Task goal: Find every line below where the string "instead" shows up, and copy those lines.

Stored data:
--------------------------------------------------
PR #626, opened 2023-10-04
Fix clock selection

mat-hek:


FelonEkonom (commented):
As we spoke, let's delete `clock_provider` from spec options and move this functionality to a new action

FelonEkonom (approved):

Issue #622, opened 2023-10-02
Handle board automatization bot


michalb666:
@FelonEkonom - do uzupełnienia

FelonEkonom:
- [ ] Auto close issue opened beyond membrane_core with a proper comment
- [ ] Update shadow text in the place, where somebody would put an issue description 
- [ ] Put newly created issue in membrane_core on this board

PR #639, opened 2023-10-12
Write github actions needed for auto closing issues opened beyond core

FelonEkonom:
Relates to #622


.github/actions/close_issue/action.yml
```diff
@@ -0,0 +1,39 @@
...
+        otp-version: '26.1'
+        elixir-version: '1.15.6'
+    - name: Checkout code
+      uses: actions/checkout@v3
+    - name: Create ticket and close issue
+      run: |
+        gh issue edit $ISSUE_URL --add-project "Smackore" --add-label closed-by-membrane-bot
+        sleep 10        
+        export TICKET_ID=$(gh project item-list 19 --owner membraneframework --format json --limit 10000000 | elixir get_ticket_id.exs "$ISSUE_URL" | awk '/TICKET_ID/{print $2}')
+        gh issue close $ISSUE_URL --comment "Only PRs welcome ;)" --reason "not planned"
```
mkaput, line 31: I don't think this is a polite wording of this message.

.github/actions/close_issue/action.yml
```diff
@@ -0,0 +1,39 @@
...
+      with:
+        otp-version: '26.1'
+        elixir-version: '1.15.6'
+    - name: Checkout code
+      uses: actions/checkout@v3
+    - name: Create ticket and close issue
+      run: |
+        gh issue edit $ISSUE_URL --add-project "Smackore" --add-label closed-by-membrane-bot
+        sleep 10        
+        export TICKET_ID=$(gh project item-list 19 --owner membraneframework --format json --limit 10000000 | elixir get_ticket_id.exs "$ISSUE_URL" | awk '/TICKET_ID/{print $2}')
```
mkaput, line 30:
```suggestion
        export TICKET_ID=$(gh project item-list 19 --owner membraneframework --format json --limit 10000000 | elixir get_ticket_id.exs "$ISSUE_URL")
```

why not just print ticket id without unnecessary stuff?

mkaput, line 30: 19 is a magic constant, consider at least extract it into a constant env var

scripts/get_ticket_id.exs
mkaput, line 1: Python is preinstalled in GH actions, why not just use it or `jq` ?

.github/actions/close_issue/action.yml
FelonEkonom: Sorry, leftover ;)

.github/actions/close_issue/action.yml
FelonEkonom: Because `.exs` script sometimes prints also logs from `Mix.install/1`, like `Resolving Hex dependencies...`

scripts/get_ticket_id.exs
FelonEkonom: Do you mean to use it instead of elixir?

mkaput: yes, setup-elixir is just an unnecessary cost here

FelonEkonom: But does this cost hurts us anyhow?

mkaput: Frustration that action is working longer than it should. I don't think you'll saturate concurrency limits, given this runs on Linux runners only.

mkaput (commented):
I'm leaving the issue of this script being written in Elixir to you. I'm not the owner of this code, so I'm not clicking accept, but this looks okay-ish to my eyes.

mat-hek (approved):

.github/actions/close_issue/action.yml
mat-hek: You could set `MIX_QUIET=1`, though it seems it doesn't work for `Mix.install` :P It may be worth to report an issue though

PR #685, opened 2023-11-27
Fix timer running late

varsill:
This PR: 
* guards the timer tick in `TimerController.handle_tick` with supplying_demand? flag

### DIFF
--- a/lib/membrane/core/element.ex
+++ b/lib/membrane/core/element.ex
@@ -256,6 +256,16 @@ defmodule Membrane.Core.Element do
   end
 
   defp do_handle_info(Message.new(:timer_tick, timer_id), state) do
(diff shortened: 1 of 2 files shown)


lib/membrane/core/element.ex
```diff
@@ -256,7 +256,10 @@ defmodule Membrane.Core.Element do
   end
 
   defp do_handle_info(Message.new(:timer_tick, timer_id), state) do
+    state = %{state | supplying_demand?: true}
```
mat-hek, line 259: Let's add a comment explaining why we do this

mat-hek (changes requested):

lib/membrane/core/element.ex
varsill: done

PR #708, opened 2024-01-17
Bug in handling actions returned from handle_tick

FelonEkonom:
Closes https://github.com/membraneframework/membrane_core/issues/695

### DIFF
--- a/test/membrane/integration/actions_handling_order_test.exs
+++ b/test/membrane/integration/actions_handling_order_test.exs
@@ -1,0 +1,40 @@
+defmodule Membrane.Integration.ActionsHandlingOrderTest do
+  use ExUnit.Case, async: true
+
+  import Membrane.ChildrenSpec
+  import Membrane.Testing.Assertions
+
+  defmodule DelayedPlayingPipeline do
+    use Membrane.Pipeline
+
+    @impl true
+    def handle_setup(_ctx, state) do
+      self() |> send(:wake_up_buddy)
+      {[setup: :incomplete, start_timer: {:one, Membrane.Time.second()}], state}
+    end
+
+    @impl true
+    def handle_info(:wake_up_buddy, _ctx, state) do
+      {[setup: :complete, timer_interval: {:one, Membrane.Time.seconds(10)}], state}
+    end
+
+    @impl true
+    def handle_playing(_ctx, state) do
+      {[timer_interval: {:one, Membrane.Time.seconds(5)}], state}
+    end
+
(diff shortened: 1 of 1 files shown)


lib/membrane/core/element/action_handler.ex
mat-hek, line 1: It seems this is not needed now: https://github.com/membraneframework/membrane_core/blob/fix-handling-actions-bug/lib/membrane/core/element/action_handler.ex#L309

mat-hek (changes requested):

lib/membrane/bin.ex
```diff
@@ -310,6 +312,9 @@ defmodule Membrane.Bin do
       @behaviour unquote(__MODULE__)
       @before_compile unquote(__MODULE__)
 
+      require Membrane.Core.Parent
+      Membrane.Core.Parent.bring_after_compile_check()
```
mat-hek, line 316:
```suggestion
@after_compile {Membrane.Core.Parent, :check_for_deprecated_callbacks}
```

lib/membrane/core/parent.ex
```diff
@@ -2,4 +2,27 @@ defmodule Membrane.Core.Parent do
...
+          :membrane_core v1.0.1, but it is implemented in #{inspect(env.module)}
+          """
+
+          IO.warn(warn_message, [])
+        end
+
+        :ok
+      end
+    end
+  end
```
mat-hek, line 27:
```suggestion
def check_for_deprecated_callbacks(env, _bytecode) do
  modules_whitelist = [Membrane.Testing.Pipeline]

  if env.module not in modules_whitelist and
       Module.defines?(env.module, {:handle_spec_started, 3}, :def) do
    warn_message = """
    Callback handle_spec_started/3 has been deprecated since \
    :membrane_core v1.0.1, but it is implemented in #{inspect(env.module)}
    """

    IO.warn(warn_message, [])
  end

  :ok
end
```

lib/membrane/pipeline.ex
```diff
@@ -204,9 +204,11 @@ defmodule Membrane.Pipeline do
             ) :: {[Action.common_actions()], state()}
 
   @doc """
+  This callback is deprecated since v1.0.1.
```
mat-hek, line 207: If we deprecate the callback, I'd go for releasing the current master as v1.0.1 and release this as v1.1.0-rc0 with auto flow queues

mat-hek (approved):

PR #756, opened 2024-02-14
Timestamp queue POC

FelonEkonom:
Relates to https://github.com/membraneframework/membrane_core/issues/734


lib/membrane/timestamp_queue.ex
mat-hek, line 1: As we spoke, the following features would be useful
- adding pad before pushing anything on it
- specifying the minimal or average chunk size
- flushing everything from the queue
- queue live mode (separate PR)

lib/membrane/timestamp_queue.ex
```diff
@@ -0,0 +1,338 @@
...
+  If amount of buffers from pad associated with popped buffer just dropped below
+  `pause_demand_boundary`, the suggested actions list contains `t:Action.resume_auto_demand()`
+  action, otherwise it is an empty list.
+
+  If the queue cannot return any buffer, returns `:none` in it's place instead. Note, that
+  the queue doesn't have to be empty to be unable to return a buffer - sometimes queue has to
+  keep up to 1 buffer for each pad, to be able to work correctly.
+  """
+  @spec pop(t()) :: {[Action.resume_auto_demand()], popped_value() | :none, t()}
+  def pop(%__MODULE__{} = timestamp_queue) do
```
mat-hek, line 213: As we spoke, let's remove this function, at least for now

mat-hek (changes requested):

PR #779, opened 2024-03-18
Ensure handle_demand busy wait infinite loop doesn't occur & deprecate message_child

FelonEkonom:
Prerequisite for https://github.com/membraneframework/membrane_core/pull/769
Related to https://github.com/membraneframework/membrane_core/issues/706


test/membrane/integration/delayed_demands_loop_test.exs
```diff
@@ -0,0 +1,79 @@
...
+        get_child(:source)
+        |> via_in(:input, auto_demand_size: auto_demand_size)
+        |> child(Debug.Sink)
+      end)
+      |> Stream.take(sinks_number)
+      |> Enum.concat([child(:source, Source)])
+
+    pipeline = Testing.Pipeline.start_link_supervised!(spec: spec)
+
+    Process.sleep(1_000)
```
mat-hek, line 70: you can assert_start_of_stream on each sink instead

test/membrane/integration/delayed_demands_loop_test.exs
```diff
@@ -0,0 +1,79 @@
...
+
+    for _i <- 1..(auto_demand_size + 5) do
```
mat-hek, line 72: why this number?

FelonEkonom: To ensure, that this line 
https://github.com/membraneframework/membrane_core/blob/d1068aa67c75f9f8892b6b30e5b9637c05cb06e5/lib/membrane/core/element/demand_controller.ex#L79
will be executed

FelonEkonom: Now I think, that it would be good to have auto_demand_size <= delayed_demand_loop_counter_limit, to ensure, that counter won't reset after reaching linked code, I will change this

mat-hek: so let’s change the naming or add a comment indicating it’s to exceed the loop counter limit

test/membrane/integration/delayed_demands_loop_test.exs
```diff
@@ -54,7 +54,11 @@ defmodule Membrane.Test.DelayedDemandsLoopTest do
   end
 
   defp do_test(sinks_number) do
+    # auto_demand_size is smaller than delayed_demands_loop_counter_limit to ensure, that counter
+    # doesn't reset after calling handle_demand caused by reading positive atomic demand value
+    # during the snaphsot
```
mat-hek, line 59:
```suggestion
    # auto_demand_size is smaller than delayed_demands_loop_counter_limit, to ensure that
    # after calling handle_demand and making a snapshot, the atomic demand value is still positive
    # and the counter is not reset
```

PR #780, opened 2024-03-19
Bump Ratio to 4.0.1

FelonEkonom:


mix.exs
```diff
@@ -144,7 +144,7 @@ defmodule Membrane.Mixfile do
       {:qex, "~> 0.3"},
       {:telemetry, "~> 1.0"},
       {:bunch, "~> 1.6"},
-      {:ratio, "~> 3.0"},
+      {:ratio, ">= 4.0.1 and < 5.0.0"},
```
mat-hek, line 147: This is an equivalent of `"~>> 4.0.1"`. However, I think it should be

```suggestion
      {:ratio, "~> 3.0 or ~>> 4.0.1"},
```

so it doesn't block updating [plugins that depend on ratio](https://github.com/search?q=org%3Amembraneframework+%3Aratio+path%3Amix.exs&type=code)

mat-hek (changes requested):

mat-hek (approved):

PR #801, opened 2024-05-13
Implement handle_spec_setup_completed and handle_spec_playing

FelonEkonom:


lib/membrane/core/parent/child_life_controller.ex
```diff
@@ -319,6 +319,11 @@ defmodule Membrane.Core.Parent.ChildLifeController do
     if Enum.all?(spec_data.children_names, &Map.fetch!(children, &1).initialized?) and
          Enum.empty?(spec_data.dependent_specs) do
       Membrane.Logger.debug("Spec #{inspect(spec_ref)} status changed to initialized")
+
+      state =
+        MapSet.to_list(spec_data.children_names)
+        |> StartupUtils.exec_handle_spec_setup_completed(state)
```
mat-hek, line 325: The problem here is that the children_names can be empty, and we call `handle_spec_started` with an empty list. This makes me lean towards having `handle_child_setup` and `handle_child_playing` instead.

mat-hek (changes requested):

lib/membrane/core/parent/child_life_controller.ex
```diff
@@ -610,6 +626,32 @@ defmodule Membrane.Core.Parent.ChildLifeController do
...
+    exec_child_playback_related_callbacks(:handle_child_setup_completed, children_names, state)
+  end
+
+  @spec handle_children_playing(MapSet.t(Child.name()) | [Child.name()], Parent.state()) ::
+          Parent.state()
+  def handle_children_playing(children_names, state) do
+    exec_child_playback_related_callbacks(:handle_child_playing, children_names, state)
+  end
+
+  defp exec_child_playback_related_callbacks(callback, children_names, state) do
```
mat-hek, line 641:
```suggestion
  defp exec_child_playback_related_callback(callback, children_names, state) do
```

lib/membrane/child_entry.ex
```diff
@@ -38,6 +41,7 @@ defmodule Membrane.ChildEntry do
     :group,
     initialized?: false,
     ready?: false,
-    terminating?: false
+    terminating?: false,
+    playback: :stopped
```
mat-hek, line 45: why exactly do we need that?

lib/membrane/core/parent/lifecycle_controller.ex
```diff
@@ -43,19 +43,29 @@ defmodule Membrane.Core.Parent.LifecycleController do
 
     activate_syncs(state.children)
 
-    Enum.each(state.children, fn {_name, %{pid: pid, ready?: ready?}} ->
-      if ready?, do: Message.send(pid, :play)
-    end)
+    {pinged_children, state} =
+      Enum.flat_map_reduce(state.children, state, fn
+        {child, %{ready?: true, terminating?: false, playback: :stopped, pid: pid}}, state ->
+          Message.send(pid, :play)
```
mat-hek, line 49: here we make the children play, but we don't exec the handle_child_playing callback

lib/membrane/child_entry.ex
FelonEkonom: Before my changes we were sending `:play` to each child between 1 and 2 times. This field allow me distinct, if I have already done it, because I don't want to execute callback `handle_child_playing` more than once for a single child

lib/membrane/core/parent/lifecycle_controller.ex
FelonEkonom: We do it in line 68

FelonEkonom: It is done this way to:
1. Ping children
2. Exec `handle_playing`
3. Exec `handle_child_playing`

In this particular order

mat-hek (approved):

lib/membrane/child_entry.ex
mat-hek: I think we never send `play` two times. If we do, it seems like a bug.

mat-hek (changes requested):

lib/membrane/child_entry.ex
```diff
@@ -21,7 +21,7 @@ defmodule Membrane.ChildEntry do
           module: module,
           options: struct | nil,
           component_type: :element | :bin,
-          playback: Membrane.Playback.t(),
+          # playback: Membrane.Playback.t(),
```
mat-hek, line 24: leftover

lib/membrane/child_entry.ex
```diff
@@ -41,7 +41,7 @@ defmodule Membrane.ChildEntry do
     :group,
     initialized?: false,
     ready?: false,
-    terminating?: false,
-    playback: :stopped
+    terminating?: false
+    # playback: :stopped
```
mat-hek, line 45: leftover

mat-hek (approved):

PR #809, opened 2024-05-22
Fix doc for `handle_start_of_stream`

takumihara:


lib/membrane/element/with_input_pads.ex
```diff
@@ -32,7 +32,7 @@ defmodule Membrane.Element.WithInputPads do
                  | Membrane.Element.Action.forward()
                ], Element.state()}
   @doc """
-  Callback invoked when element receives `Membrane.Event.StartOfStream` event.
+  Callback invoked when element receives `Membrane.Core.Events.StartOfStream` event.
```
FelonEkonom, line 35: I agree that this doc is not very helpful. 
Modules prefixed with `Membrane.Core` are not part of public API, 
```suggestion
  Callback invoked when element receives the first buffer from the specific pad, before `c:#{__MODULE__}.handle_buffer/4`. 
```

FelonEkonom (changes requested):

FelonEkonom (approved):

PR #497, opened 2020-06-05
[PTX-2560] Added SchedulerUpgrade test for GKE

vinayakshnd:


tests/scheduler_upgrade/scheduler_upgrade_test.go
```diff
@@ -0,0 +1,143 @@
...
+					ValidateContext(ctx)
+				}
+			})
+		}
+	})
+})
+
+func ValidateClusterSize(count int64) {
+	// In multi-zone ASG cluster, node count is per zone
+	perZoneCount := count / 3
```
mborodin-px, line 90: It will fail if we run this test in non multi-zone cluster. If we assume that this test will be run in multi-zone cluster, then we have to add that restriction before we run this test.

mborodin-px: and also, we can run this test with MAX_STORAGE_NODES_PER_AZ=2 and the whole validation logic will fail here.

vinayakshnd: @mborodin-px modified test to take list of zone into account so that test would work in single zone also. 
Consideration for MAX_STORAGE_NODES_PER_AZ has been taken care of here:
https://github.com/portworx/torpedo/pull/497/files#diff-8f145a99897a3709c5c8acaa2ad504cbR105

vinayakshnd:
GKE upgrade test passed here:
https://jenkins.portworx.co/job/Torpedo/job/gke-vinayak/4/console
(**Note**: Job failed in cluster cleanup after test has passed.)

This test does not affect any other existing tests.

vinayakshnd:
Jenkins job run with single-zone GKE cluster:
https://jenkins.portworx.co/job/Torpedo/job/gke-vinayak/13/console

tests/scheduler_upgrade/scheduler_upgrade_test.go
```diff
@@ -0,0 +1,101 @@
...
+		Expect(len(upgradeHops)).NotTo(Equal(0), "No upgrade hops provided for UpgradeScheduler test")
+
+		for _, schedVersion := range upgradeHops {
+			schedVersion = strings.TrimSpace(schedVersion)
+			Step(fmt.Sprintf("start the upgrade of scheduler to version [%v]", schedVersion), func() {
+				err := Inst().N.SetClusterVersion(schedVersion, upgradeTimeoutMins)
+				Expect(err).NotTo(HaveOccurred())
+			})
+
+			Step(fmt.Sprintf("wait for %s minutes for auto recovery of storeage nodes",
```
harsh-px, line 66: typo storeage

vinayakshnd: Done

thiguetta:
@vinayakshnd we need to run at least a dev-test without gke just to see if there is no regression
--------------------------------------------------
Solution for this task:
FelonEkonom: Do you mean to use it instead of elixir?
+  If the queue cannot return any buffer, returns `:none` in it's place instead. Note, that
mat-hek, line 70: you can assert_start_of_stream on each sink instead
mat-hek, line 325: The problem here is that the children_names can be empty, and we call `handle_spec_started` with an empty list. This makes me lean towards having `handle_child_setup` and `handle_child_playing` instead.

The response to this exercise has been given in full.